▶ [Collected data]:
#####
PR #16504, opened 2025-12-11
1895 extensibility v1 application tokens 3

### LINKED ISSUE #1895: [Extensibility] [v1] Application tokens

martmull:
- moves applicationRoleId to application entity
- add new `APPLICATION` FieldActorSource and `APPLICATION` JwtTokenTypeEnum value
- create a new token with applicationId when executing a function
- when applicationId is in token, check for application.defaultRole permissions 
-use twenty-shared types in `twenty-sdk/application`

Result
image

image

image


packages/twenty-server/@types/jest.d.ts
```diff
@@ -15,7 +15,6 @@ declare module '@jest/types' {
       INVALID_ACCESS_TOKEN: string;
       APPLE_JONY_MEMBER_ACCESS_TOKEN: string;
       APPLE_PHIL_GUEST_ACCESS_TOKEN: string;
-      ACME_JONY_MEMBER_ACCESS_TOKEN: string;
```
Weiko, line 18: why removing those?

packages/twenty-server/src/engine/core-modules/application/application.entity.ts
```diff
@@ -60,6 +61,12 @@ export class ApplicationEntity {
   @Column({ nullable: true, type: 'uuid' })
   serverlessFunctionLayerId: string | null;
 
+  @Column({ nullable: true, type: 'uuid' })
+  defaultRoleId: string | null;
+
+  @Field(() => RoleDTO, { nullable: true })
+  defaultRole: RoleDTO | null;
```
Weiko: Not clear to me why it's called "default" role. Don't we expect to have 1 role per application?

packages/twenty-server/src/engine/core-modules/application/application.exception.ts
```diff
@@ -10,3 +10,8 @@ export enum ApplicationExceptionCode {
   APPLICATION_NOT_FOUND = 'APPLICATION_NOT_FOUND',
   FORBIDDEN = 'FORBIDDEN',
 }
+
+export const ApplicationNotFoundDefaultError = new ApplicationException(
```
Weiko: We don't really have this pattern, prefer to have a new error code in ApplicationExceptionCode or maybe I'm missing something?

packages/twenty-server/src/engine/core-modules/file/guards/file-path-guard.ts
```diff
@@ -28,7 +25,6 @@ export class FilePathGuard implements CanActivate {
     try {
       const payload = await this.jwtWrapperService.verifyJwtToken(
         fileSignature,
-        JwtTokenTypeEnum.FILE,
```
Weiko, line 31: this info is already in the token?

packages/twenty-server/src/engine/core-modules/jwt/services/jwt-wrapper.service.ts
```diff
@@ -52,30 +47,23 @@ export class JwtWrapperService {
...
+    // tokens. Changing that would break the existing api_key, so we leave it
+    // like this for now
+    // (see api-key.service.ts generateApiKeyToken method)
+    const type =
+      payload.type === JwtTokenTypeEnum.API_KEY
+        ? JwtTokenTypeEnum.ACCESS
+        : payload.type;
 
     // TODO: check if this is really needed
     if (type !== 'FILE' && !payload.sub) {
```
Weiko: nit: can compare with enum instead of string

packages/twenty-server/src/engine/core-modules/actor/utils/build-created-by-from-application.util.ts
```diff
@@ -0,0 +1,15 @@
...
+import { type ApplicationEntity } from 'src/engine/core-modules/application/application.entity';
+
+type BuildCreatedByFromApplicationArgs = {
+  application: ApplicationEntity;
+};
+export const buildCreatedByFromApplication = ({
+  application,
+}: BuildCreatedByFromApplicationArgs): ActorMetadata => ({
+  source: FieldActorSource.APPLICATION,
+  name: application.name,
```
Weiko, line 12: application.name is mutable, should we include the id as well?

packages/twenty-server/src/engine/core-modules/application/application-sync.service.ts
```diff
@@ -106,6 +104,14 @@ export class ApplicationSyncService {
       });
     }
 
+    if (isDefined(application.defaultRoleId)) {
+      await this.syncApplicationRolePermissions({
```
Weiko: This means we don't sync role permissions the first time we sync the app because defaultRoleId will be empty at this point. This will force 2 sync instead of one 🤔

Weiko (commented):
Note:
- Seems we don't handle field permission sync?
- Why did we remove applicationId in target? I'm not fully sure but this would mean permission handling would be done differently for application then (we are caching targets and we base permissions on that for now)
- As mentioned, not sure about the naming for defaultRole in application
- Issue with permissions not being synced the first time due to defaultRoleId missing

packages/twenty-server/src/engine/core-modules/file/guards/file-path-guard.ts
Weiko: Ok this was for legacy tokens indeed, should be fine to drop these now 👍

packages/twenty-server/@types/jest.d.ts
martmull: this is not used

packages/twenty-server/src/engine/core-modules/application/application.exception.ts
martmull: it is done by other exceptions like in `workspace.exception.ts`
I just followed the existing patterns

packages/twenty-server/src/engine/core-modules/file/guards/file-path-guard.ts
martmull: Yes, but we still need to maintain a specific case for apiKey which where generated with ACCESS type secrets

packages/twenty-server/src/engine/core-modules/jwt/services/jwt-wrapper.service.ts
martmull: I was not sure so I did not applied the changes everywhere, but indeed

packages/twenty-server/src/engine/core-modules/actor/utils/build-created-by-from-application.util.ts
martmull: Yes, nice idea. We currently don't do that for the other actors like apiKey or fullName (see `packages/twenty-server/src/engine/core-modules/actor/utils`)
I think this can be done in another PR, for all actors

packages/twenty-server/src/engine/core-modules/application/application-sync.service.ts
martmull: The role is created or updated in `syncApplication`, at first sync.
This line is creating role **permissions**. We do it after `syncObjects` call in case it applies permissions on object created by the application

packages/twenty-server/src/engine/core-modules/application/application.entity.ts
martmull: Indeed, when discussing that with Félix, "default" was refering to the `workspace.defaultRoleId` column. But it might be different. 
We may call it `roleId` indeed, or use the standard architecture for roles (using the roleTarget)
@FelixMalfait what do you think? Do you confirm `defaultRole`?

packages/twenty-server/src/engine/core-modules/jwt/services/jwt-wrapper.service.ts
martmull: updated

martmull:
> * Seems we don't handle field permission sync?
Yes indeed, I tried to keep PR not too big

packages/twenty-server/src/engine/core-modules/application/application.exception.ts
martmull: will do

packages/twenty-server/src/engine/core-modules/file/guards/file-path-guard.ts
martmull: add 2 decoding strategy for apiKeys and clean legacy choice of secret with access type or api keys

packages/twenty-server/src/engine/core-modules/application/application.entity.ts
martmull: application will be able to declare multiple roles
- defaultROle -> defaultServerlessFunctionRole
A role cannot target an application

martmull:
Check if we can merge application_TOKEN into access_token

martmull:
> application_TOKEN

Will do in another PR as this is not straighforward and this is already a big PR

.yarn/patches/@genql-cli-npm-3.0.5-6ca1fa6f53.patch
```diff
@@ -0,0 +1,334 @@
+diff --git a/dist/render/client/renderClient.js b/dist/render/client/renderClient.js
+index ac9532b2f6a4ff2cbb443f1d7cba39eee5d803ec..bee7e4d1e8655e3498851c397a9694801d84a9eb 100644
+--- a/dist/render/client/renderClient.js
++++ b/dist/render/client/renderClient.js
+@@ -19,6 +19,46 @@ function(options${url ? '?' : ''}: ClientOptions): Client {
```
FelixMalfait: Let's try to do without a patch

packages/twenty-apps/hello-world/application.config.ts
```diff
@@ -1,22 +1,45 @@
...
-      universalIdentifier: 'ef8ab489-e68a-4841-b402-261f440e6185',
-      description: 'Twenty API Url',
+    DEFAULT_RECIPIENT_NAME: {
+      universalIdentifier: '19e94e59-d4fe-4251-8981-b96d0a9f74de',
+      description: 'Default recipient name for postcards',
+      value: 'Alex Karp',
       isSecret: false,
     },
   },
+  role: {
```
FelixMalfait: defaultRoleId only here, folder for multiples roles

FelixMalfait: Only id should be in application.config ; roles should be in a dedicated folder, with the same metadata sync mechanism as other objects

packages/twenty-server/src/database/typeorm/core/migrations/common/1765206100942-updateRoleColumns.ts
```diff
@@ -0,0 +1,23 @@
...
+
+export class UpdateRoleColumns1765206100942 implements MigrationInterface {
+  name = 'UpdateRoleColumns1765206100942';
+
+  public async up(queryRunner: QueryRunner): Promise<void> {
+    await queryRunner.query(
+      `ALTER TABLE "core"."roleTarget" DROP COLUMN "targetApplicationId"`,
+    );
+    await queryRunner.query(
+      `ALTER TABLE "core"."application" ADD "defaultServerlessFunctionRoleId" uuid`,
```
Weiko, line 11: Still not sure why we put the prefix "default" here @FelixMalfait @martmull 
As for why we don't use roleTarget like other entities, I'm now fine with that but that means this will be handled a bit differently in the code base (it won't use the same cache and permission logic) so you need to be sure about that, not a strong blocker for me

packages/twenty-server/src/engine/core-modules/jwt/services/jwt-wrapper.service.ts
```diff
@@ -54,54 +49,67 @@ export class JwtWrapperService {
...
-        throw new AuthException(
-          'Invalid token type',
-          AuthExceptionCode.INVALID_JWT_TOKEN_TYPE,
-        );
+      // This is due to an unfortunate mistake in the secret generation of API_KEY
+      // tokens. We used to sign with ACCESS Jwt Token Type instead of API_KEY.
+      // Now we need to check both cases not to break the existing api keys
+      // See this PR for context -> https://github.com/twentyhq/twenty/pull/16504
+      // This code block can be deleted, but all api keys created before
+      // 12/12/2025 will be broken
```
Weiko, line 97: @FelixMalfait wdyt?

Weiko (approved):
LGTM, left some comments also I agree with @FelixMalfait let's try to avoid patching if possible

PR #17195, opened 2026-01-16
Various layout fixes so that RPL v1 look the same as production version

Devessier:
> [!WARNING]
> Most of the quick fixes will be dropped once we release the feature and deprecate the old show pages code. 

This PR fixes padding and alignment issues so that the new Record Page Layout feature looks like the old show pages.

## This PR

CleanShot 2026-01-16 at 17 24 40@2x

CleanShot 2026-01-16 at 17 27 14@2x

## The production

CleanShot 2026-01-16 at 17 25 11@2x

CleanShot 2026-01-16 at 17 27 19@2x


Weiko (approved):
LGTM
#####
Tell how many lines of the data above include the string "first", with no other text in the answer.

3